**INSTRUCTIONS FOR THE TASK:**
Could you please return each line of the data that has the word "docs"?

**INPUT FOR THIS TASK:**

════

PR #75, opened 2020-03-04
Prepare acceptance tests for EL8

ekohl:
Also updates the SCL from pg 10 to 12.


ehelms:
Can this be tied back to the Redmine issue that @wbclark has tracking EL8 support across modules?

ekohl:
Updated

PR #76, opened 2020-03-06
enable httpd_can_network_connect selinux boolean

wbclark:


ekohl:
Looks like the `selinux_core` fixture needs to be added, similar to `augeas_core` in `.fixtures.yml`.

════

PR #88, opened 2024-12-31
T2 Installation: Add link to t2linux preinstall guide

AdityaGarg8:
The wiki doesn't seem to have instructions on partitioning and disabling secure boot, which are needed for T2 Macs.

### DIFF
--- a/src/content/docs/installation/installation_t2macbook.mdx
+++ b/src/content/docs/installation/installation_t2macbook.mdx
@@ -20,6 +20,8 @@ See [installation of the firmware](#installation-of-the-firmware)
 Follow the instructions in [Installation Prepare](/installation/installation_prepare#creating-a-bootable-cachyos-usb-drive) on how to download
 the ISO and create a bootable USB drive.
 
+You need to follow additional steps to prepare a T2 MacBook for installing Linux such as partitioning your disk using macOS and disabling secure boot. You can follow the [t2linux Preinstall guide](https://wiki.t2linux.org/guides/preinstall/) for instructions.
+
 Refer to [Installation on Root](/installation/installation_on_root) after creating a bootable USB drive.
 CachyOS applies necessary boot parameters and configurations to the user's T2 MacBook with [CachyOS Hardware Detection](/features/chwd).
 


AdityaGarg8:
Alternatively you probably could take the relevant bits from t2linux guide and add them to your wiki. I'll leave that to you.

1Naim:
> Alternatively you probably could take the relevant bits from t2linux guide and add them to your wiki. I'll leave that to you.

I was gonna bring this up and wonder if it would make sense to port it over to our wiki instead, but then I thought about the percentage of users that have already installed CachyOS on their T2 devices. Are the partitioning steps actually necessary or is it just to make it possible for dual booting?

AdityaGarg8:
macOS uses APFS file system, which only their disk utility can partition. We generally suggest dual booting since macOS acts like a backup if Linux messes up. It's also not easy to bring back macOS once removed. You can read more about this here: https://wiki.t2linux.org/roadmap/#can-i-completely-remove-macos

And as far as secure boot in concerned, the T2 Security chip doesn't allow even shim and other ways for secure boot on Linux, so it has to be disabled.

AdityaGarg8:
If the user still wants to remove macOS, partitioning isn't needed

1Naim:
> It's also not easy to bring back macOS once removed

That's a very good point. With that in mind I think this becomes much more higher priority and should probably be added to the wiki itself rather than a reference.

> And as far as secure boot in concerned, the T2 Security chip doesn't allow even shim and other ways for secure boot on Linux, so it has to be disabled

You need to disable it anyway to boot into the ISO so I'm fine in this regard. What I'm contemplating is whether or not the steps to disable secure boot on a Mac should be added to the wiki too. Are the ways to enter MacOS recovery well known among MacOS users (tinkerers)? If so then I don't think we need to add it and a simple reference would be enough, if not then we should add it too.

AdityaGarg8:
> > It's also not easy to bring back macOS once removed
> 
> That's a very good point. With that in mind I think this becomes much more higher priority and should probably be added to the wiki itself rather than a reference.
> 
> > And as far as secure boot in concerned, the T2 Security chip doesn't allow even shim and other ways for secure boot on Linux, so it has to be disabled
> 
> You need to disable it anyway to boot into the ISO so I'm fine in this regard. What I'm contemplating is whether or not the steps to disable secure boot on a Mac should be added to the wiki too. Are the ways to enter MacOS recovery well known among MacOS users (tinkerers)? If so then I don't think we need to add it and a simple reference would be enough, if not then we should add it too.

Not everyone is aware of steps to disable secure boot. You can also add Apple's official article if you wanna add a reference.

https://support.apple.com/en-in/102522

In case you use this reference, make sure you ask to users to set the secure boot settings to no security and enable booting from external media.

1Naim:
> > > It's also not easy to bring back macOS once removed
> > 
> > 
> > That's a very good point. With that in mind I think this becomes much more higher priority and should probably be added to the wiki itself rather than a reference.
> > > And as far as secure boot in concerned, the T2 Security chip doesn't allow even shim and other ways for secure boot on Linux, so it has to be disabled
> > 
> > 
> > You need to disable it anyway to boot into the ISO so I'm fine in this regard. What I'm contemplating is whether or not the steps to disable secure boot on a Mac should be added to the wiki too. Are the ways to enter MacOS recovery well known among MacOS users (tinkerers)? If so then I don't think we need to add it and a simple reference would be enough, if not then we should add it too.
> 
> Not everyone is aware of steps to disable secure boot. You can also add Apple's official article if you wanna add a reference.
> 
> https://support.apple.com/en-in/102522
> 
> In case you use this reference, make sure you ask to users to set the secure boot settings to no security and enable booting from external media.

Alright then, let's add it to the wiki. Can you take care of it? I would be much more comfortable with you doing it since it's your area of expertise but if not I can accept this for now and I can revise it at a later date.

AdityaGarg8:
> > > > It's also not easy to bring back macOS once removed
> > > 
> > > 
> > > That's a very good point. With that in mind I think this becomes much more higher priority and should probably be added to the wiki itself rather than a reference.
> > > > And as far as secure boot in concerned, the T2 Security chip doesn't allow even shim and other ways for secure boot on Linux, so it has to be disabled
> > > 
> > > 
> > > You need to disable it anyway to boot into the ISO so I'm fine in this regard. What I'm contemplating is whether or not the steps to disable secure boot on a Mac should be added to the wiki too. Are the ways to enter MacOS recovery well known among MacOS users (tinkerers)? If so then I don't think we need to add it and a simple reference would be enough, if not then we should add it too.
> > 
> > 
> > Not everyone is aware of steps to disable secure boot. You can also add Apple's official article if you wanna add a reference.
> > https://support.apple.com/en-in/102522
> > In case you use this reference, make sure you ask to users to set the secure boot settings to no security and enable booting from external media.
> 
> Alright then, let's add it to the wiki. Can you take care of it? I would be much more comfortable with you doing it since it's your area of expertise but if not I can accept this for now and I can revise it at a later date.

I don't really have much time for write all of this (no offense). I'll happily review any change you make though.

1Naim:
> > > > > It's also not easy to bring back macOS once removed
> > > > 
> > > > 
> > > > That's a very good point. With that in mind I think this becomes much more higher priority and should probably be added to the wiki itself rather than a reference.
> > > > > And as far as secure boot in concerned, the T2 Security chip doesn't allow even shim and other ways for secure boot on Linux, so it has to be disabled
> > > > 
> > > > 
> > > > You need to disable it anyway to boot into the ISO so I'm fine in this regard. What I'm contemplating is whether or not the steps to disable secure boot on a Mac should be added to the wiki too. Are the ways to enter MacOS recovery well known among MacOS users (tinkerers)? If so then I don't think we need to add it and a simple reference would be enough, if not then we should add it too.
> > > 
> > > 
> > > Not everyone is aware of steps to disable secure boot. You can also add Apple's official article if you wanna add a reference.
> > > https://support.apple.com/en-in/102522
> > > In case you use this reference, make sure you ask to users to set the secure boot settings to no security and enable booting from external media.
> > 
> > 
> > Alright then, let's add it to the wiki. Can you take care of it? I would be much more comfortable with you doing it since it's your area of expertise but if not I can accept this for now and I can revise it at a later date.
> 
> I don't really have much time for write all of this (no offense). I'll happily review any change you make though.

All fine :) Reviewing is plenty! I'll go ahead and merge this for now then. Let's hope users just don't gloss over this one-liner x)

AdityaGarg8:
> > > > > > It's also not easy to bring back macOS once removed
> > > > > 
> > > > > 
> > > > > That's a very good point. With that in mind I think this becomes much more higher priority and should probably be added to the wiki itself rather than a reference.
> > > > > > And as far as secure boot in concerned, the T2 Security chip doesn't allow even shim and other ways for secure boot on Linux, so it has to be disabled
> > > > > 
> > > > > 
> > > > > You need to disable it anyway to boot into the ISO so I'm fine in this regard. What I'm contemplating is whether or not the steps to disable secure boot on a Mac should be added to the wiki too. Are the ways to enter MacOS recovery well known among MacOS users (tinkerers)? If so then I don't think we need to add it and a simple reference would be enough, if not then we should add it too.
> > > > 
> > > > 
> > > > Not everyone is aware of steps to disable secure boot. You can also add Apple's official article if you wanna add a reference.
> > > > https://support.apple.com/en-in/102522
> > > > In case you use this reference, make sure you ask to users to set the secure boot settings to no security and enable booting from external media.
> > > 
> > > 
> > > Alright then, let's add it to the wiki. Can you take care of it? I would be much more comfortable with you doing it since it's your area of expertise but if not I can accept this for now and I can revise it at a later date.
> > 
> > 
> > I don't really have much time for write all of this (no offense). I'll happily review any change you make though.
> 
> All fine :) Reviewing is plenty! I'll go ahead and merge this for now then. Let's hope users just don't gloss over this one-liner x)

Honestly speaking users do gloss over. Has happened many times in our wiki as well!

════

**THE ANSWER:**
--- a/src/content/docs/installation/installation_t2macbook.mdx
+++ b/src/content/docs/installation/installation_t2macbook.mdx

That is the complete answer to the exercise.